The PyTorch `DataLoader` works hand-in-hand with the `Dataset` class. By wrapping a `Dataset` object with a `DataLoader`, you can easily automate essential tasks such as shuffling, batching, and parallel processing. This not only saves you time and effort but also ensures that your data is loaded and prepared optimally for the training process.

One of the key features of the `DataLoader` is its support for multiprocessing. By utilizing multiple workers, `DataLoader` can efficiently parallelize the loading and preprocessing of your data, significantly reducing the overall time it takes to prepare your data for training. This is especially useful when dealing with large datasets or complex data preprocessing pipelines.

Run the following cell to create a `DataLoader` for the training and validation sets.


In [None]:
batch_size = 64
train_loader = DataLoader(train_dataset, batch_size=batch_size, shuffle=True)
valid_loader = DataLoader(valid_dataset, batch_size=batch_size, shuffle=False)
sample_img, sample_lbl = next(iter(train_loader))
print(f"Image batch shape: {sample_img.size()}")
print(f"Label batch shape: {sample_lbl.size()}")

## 3. Model

As you delve deeper into deep learning with PyTorch, you will come across one of its most powerful and versatile components: the `nn.Module` class. This class serves as the foundation for creating and managing neural networks in PyTorch, providing a flexible and modular approach to building a wide variety of neural network architectures.

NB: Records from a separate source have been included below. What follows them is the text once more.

PR #337, opened 2024-10-18
[REG-2129] SDK Side: Implement the ability for Runespawn to be able to play bot sequences.

batu:
This PR implements the SDK side of being able to start bot sequences via runespawn. This is important for cases where we don't want the runespawn code to execute immediately, but rather run a sequence first. (Such as loading into level in Match3)

[Python side PR.](https://github.com/Regression-Games/Runespawn/pull/14)


src/gg.regression.unity.experimental.runespawn/Editor/Scripts/PlayModeController.cs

The `nn.Module` class is an abstract base class, and to leverage its power, you will need to subclass it and define your custom neural network layers and components. By implementing the `__init__()` method, you can initialize the layers and parameters of your network, while the `forward()` method defines the forward pass of your model, specifying how the input data flows through the layers to produce the output.

One of the key advantages of the `nn.Module` class is its support for automatic differentiation and backpropagation. By encapsulating your model within an `nn.Module`, you can seamlessly integrate with PyTorch's autograd system, allowing you to perform gradient-based optimization with minimal effort. Furthermore, the `nn.Module` class provides built-in methods for parameter management, serialization, and device handling, making it easy to work with complex models in a distributed or GPU-accelerated environment.

By mastering the `nn.Module`, you will be well-equipped to tackle diverse deep learning challenges and create state-of-the-art models with ease. In this introduction to PyTorch's `nn.Module`, we will guide you through the process of creating and customizing your neural networks using this powerful class. You will define a Convolutional Neural Network (CNN) by **implementing the `__init__()` and `forward()` methods**. Check PyTorch's official documentation at https://pytorch.org/docs/stable/nn.html for more information on the `nn.Module` class and other rich builtin layers.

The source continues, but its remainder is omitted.